Top 6 advantages Ubuntu 11.10 has over OS X & Windows - mrschwabe
http://nerdbusiness.com/blog/ubuntu-advantages-over-windows-mac-osx

======
hamidpalo
Virtual Desktops are insanely cool - You mean like those that OS X has and
that a billion utilities for Windows give you?

The Community support is awesome - And there isn't ##windows or ##macosx, or
sites like stackoverflow.com in addition to all the articles written by the
90%+ who use OS X or Windows?

Unity is better than ever - Unity being better than ever is an advantage over
earlier versions of Ubuntu, not OS X and Windows. What happens if I connect my
Dell laptop with an ATI card to a TV to watch a movie?
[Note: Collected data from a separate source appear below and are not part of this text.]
PR #2081, opened 2017-02-14
Add job that reports docker oc rpm versions daily

zgalor:


zgalor:
@twiest @joelddiaz PTAL

ansible/roles/oso_host_monitoring/templates/monitoring-config.yml.j2
```diff
@@ -149,6 +149,11 @@ host_monitoring_cron:
   minute: "*/5"
   job: ops-runner -f -s 15 -n csnm.network.int /usr/bin/cron-send-network-metrics
 
+- name: report rpm versions daily
+  hour: "1"
+  minute: "0"
+  job: ops-runner -f -s 120 -n csdov.rpm.versions /usr/bin/cron-send-docker-oc-versions
```
twiest, line 155: What does this do when run against zabbix?

I think we need zabbix items to catch these. Do you agree?

twiest (changes requested):

ansible/roles/oso_host_monitoring/templates/monitoring-config.yml.j2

Beautiful Themes - They are beautiful indeed, but not very polished. OS X and
Windows have huge teams whose only job is to make sure that the UI not only
looks good, but also is functional and doesn't break down in all sorts of
situations.

An enormous free software library - Can I run iTunes on it and sync my iPhone
properly? I also want to watch Netflix and Hulu full-screen. Sometimes I like
playing that Angry Birds game, is that on there? No? I can't do any of those
things? But you say there's a 3D modeler there, as well as something called
DDD?

Ubuntu is Free & Open Source - Because all developers and nerds rewrite parts
of the kernel the way they work. Also, how does the OS being open source
prevent the OS vendor from making huge changes to it? If Canonical introduced
a breaking change to your application are you going to fork the OS or fix your
app?

Ubuntu is a great OS and arguably the best Linux distro out there, but this
article performs feats of logic I have never thought possible.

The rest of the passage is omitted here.